Ich habe jetzt das komplette *Startgebiet der Untoten*, den *Silberwald* und das Gebiet um *Tarrens Mühle* abgefarmt und bin mittlerweile auf respektvoll!  


			Dieser Inhalt steht nur eingeloggten Mitgliedern zur Verfügung.
        

 

Jetz zu meiner Frage:
In welches Gebiet sollte ich als nächstes gehn, um mir die mittlerweile noch 18.000 Rufpunkte für ehrfürchtig zu holen???  


			Dieser Inhalt steht nur eingeloggten Mitgliedern zur Verfügung.
        

 

*Danke!* 


			Dieser Inhalt steht nur eingeloggten Mitgliedern zur Verfügung.


----------



## Naho (18. März 2007)

haste schon alle q in uc geholt z.b varimathras ???
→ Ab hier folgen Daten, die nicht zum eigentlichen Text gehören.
PR #192, opened 2021-03-17
Start allowing input_validators instead of input_format_validators per the spec.

jsannemo:


RagnarGrootKoerkamp:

in das nächste umliegende gebiet gehen ausser natürlich westliche pestländer^^







			Dieser Inhalt steht nur eingeloggten Mitgliedern zur Verfügung.


----------



## Splendid (18. März 2007)

Bei Varimathras war ich schon, genauso wie bei Lady Sylvanas!
Sobald mal wieder ein Ausrufezeichen in UC erscheint mach ich das natürlich, Wolle hab ich auch schon gespendet!

Das nächste Gebiet wär dann wohl Arathi-Hochland, ich konnt leider noch nich ausprobiern ob ich da Rufpunkte für UC kriege, weil ich erst 26 bin!  
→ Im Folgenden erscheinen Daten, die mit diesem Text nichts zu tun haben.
PR #195, opened 2021-04-30
PvP problem support for problemtools

default-username-852:
This PR extends problemtools to support validation of PvP problems as defined by https://github.com/Kattis/problem-package-format/pull/12.

As with the extension to the problem package format, this was developed by 8 students as part of a course at KTH which has finished. If someone wants to keep working on this, feel free to take what we have done and keep on building on it!


niemela:
Sadly this will not be supported any time soon.

PR #198, opened 2021-06-08
First draft of more fine-grained logging

thorehusfeldt:
Moves most of the functionality from ProblemAspect
into various filters, loggers, and handlers in logger.py.

Why is this good?
- closer to how python's own logging facility handles logging (https://docs.python.org/3/library/logging.html).
- allows more flexible and fine-grained logging, in particular 
    - easy to add a file handler that sends DEBUG or INFO log to `/tmp`
    - attractive and clean way to add alternative formatting or more fine-grained logs (say, judgemessages or graders). This is the _original_ motivation behind this refactoring.
- decreases dependencies in verifyproblem's class structure (ideally, would get rid of `ProblemAspect`) by decoupling logging (`log.error`) from problem parts/aspects (`self.get_score_range()`)

Why is this bad?
- considerable refactoring of code

Stuff to think about before moving on:
- Is this worth doing at all?
- Can the attribute `ProblemAspect._check_res` be moved to `InputValidators`? Seems to be used only there.
- How fine-grained should the logging hierarchy be? Currently the leaves follow the same granularity as does `ProblemAspect` (for instance, `verifyproblem.hello.submissions`), but one could go all the way down to test case or submission level `verifyproblem.hello.test case group.group 3/045-huge.in` or `verifyproblem.hello.submissions.ac.th.py`.

### DIFF
--- a/problemtools/logger.py
+++ b/problemtools/logger.py
@@ -1,0 +1,308 @@
+"""
+Logging for problemtools.verifyproblem.
+
+The logging hierarchy has depth two and uses different logger classes.
+Every problem is at the top of a logging hierarchy, below which are the problem
+aspects (which may be parts such # as "output validators" or test cases):
+
+  verifyproblem: RootLogger
+  |
+  +- hello: ProblemLogger
+  |     |
+  |     +- submissions: AspectLogger
+  |     +- test case secret/002-huge.in: AspectLogger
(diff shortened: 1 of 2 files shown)


pehrsoderman:
@thorehusfeldt This needs a rebase.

			Dieser Inhalt steht nur eingeloggten Mitgliedern zur Verfügung.


----------



## stephan576 (19. März 2007)

Guten Morgen,

wenn du im Level höher kommst bekommst du auch neue Quests bei Tarrens Mühle, Unterstadt und im Hinterland die allesamt Ruf bei UC bringen... Hab sogar gestern noch ne lvl44 Quest gemacht...
Also am besten im Lvl erst mal bischen höher kommen...


----------



## downESIR (19. März 2007)

Kriegst je nach lvl immer "mehr" quests.
Also es kommen noch paar dazu.


----------



## Len (19. März 2007)

Geht es sich eigentlich aus, bei ner anderen Fraktion bis Level 40 (oder etwas darüber) genügend Ruf zu farmen, damit man sich wie in Splendids Fall ein anderes Mount holen kann?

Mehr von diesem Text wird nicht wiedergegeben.